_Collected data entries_
==========
PR #519, opened 2024-08-06
Try to auto-build python SDK referenced by path

Sushisource:
Needed (well, makes it a lot easier) by omes by-path building

### DIFF
--- a/sdkbuild/python.go
+++ b/sdkbuild/python.go
@@ -92,7 +92,7 @@ func BuildPythonProgram(ctx context.Context, options BuildPythonProgramOptions) 
 			cmd.Stdin, cmd.Stdout, cmd.Stderr = os.Stdin, os.Stdout, os.Stderr
 			err = cmd.Run()
 			if err != nil {
-				return nil, fmt.Errorf("problem installing deps when buildling sdk by path: %w", err)
+				return nil, fmt.Errorf("problem installing deps when building sdk by path: %w", err)
 			}
 			cmd = exec.CommandContext(ctx, "poetry", "build")
 			cmd.Dir = sdkPath
--- a/sdkbuild/python.go
+++ b/sdkbuild/python.go
@@ -74,12 +74,39 @@ func BuildPythonProgram(ctx context.Context, options BuildPythonProgramOptions) 
 	versionStr := strconv.Quote(strings.TrimPrefix(options.Version, "v"))
 	if strings.ContainsAny(options.Version, `/\`) {
 		// We expect a dist/ directory with a single whl file present
-		wheels, err := filepath.Glob(filepath.Join(options.Version, "dist/*.whl"))
+		sdkPath, err := filepath.Abs(options.Version)
+		if err != nil {
+			return nil, fmt.Errorf("unable to make sdk path absolute: %w", err)
+		}
+		triedBuilding := false
+
+	getWheels:
+		wheels, err := filepath.Glob(filepath.Join(sdkPath, "dist/*.whl"))
 		if err != nil {
 			return nil, fmt.Errorf("failed glob wheel lookup: %w", err)
+		} else if len(wheels) == 0 && !triedBuilding {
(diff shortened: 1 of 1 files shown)


sdkbuild/python.go
```diff
@@ -74,12 +74,39 @@ func BuildPythonProgram(ctx context.Context, options BuildPythonProgramOptions)
...
+			}
+			cmd = exec.CommandContext(ctx, "poetry", "build")
+			cmd.Dir = sdkPath
+			cmd.Stdin, cmd.Stdout, cmd.Stderr = os.Stdin, os.Stdout, os.Stderr
+			err = cmd.Run()
+			if err != nil {
+				return nil, fmt.Errorf("problem buildling sdk by path: %w", err)
+			}
+			// This constitutes a legitimate use of goto, fight me.
+			goto getWheels
```
dandavison, line 105: Agreed, this use of `goto` is cleaner than anything else I've thought of (and i can imagine some much uglier ways it would often be written). But,

> fight me.

OK! The whole thing can be made even nicer: there are 45 lines of code doing nothing other than getting an absolute path to a Python wheel. Let's put them in a function rather than add all those 45 lines (with their irrelevant local state) to the existing function.

```go
...
	versionStr := strconv.Quote(strings.TrimPrefix(options.Version, "v"))
	if strings.ContainsAny(options.Version, `/\`) {
		wheel, err := getWheel(ctx, options.Version)
		if err != nil {
			return nil, err
		}
		versionStr = "{ path = " + strconv.Quote(wheel) + " }"
	}

...

func getWheel(ctx context.Context, version string) (string, error) {
	// We expect a dist/ directory with a single whl file present
	sdkPath, err := filepath.Abs(version)
	if err != nil {
		return "", fmt.Errorf("unable to make sdk path absolute: %w", err)
	}
	triedBuilding := false

getWheels:
	wheels, err := filepath.Glob(filepath.Join(sdkPath, "dist/*.whl"))
	if err != nil {
		return "", fmt.Errorf("failed glob wheel lookup: %w", err)
	} else if len(wheels) == 0 && !triedBuilding {
		triedBuilding = true
		// Try to build the project
		cmd := exec.CommandContext(ctx, "poetry", "install", "--no-root")
		cmd.Dir = sdkPath
		cmd.Stdin, cmd.Stdout, cmd.Stderr = os.Stdin, os.Stdout, os.Stderr
		err = cmd.Run()
		if err != nil {
			return "", fmt.Errorf("problem installing deps when buildling sdk by path: %w", err)
		}
		cmd = exec.CommandContext(ctx, "poetry", "build")
		cmd.Dir = sdkPath
		cmd.Stdin, cmd.Stdout, cmd.Stderr = os.Stdin, os.Stdout, os.Stderr
		err = cmd.Run()
		if err != nil {
			return "", fmt.Errorf("problem buildling sdk by path: %w", err)
		}
		// This constitutes a legitimate use of goto, fight me.
		goto getWheels
	} else if len(wheels) != 1 {
		return "", fmt.Errorf("expected single dist wheel, found %v - consider cleaning dist dir", wheels)
	}

	absWheel, err := filepath.Abs(wheels[0])
	if err != nil {
		return "", fmt.Errorf("unable to make wheel path absolute: %w", err)
	}
	// There's a strange bug in Poetry or somewhere deeper where, on Windows,
	// the single drive letter has to be capitalized
	if runtime.GOOS == "windows" && absWheel[1] == ':' {
		absWheel = strings.ToUpper(absWheel[:1]) + absWheel[1:]
	}
	return absWheel, nil
}
```

cretz (approved):
I forget why we had originally expected building to be out-of-band and done by user, but this works for me. They still have to install all prerequisites of course, we aren't doing that step automatically.

sdkbuild/python.go
Sushisource: Haha, yes I did imagine this option, but I hate to split out functions that could otherwise be inline.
==========
_What you are asked to do_
Among the lines in the data above, find those containing "doing" and give only how many there are.

_Solution_
2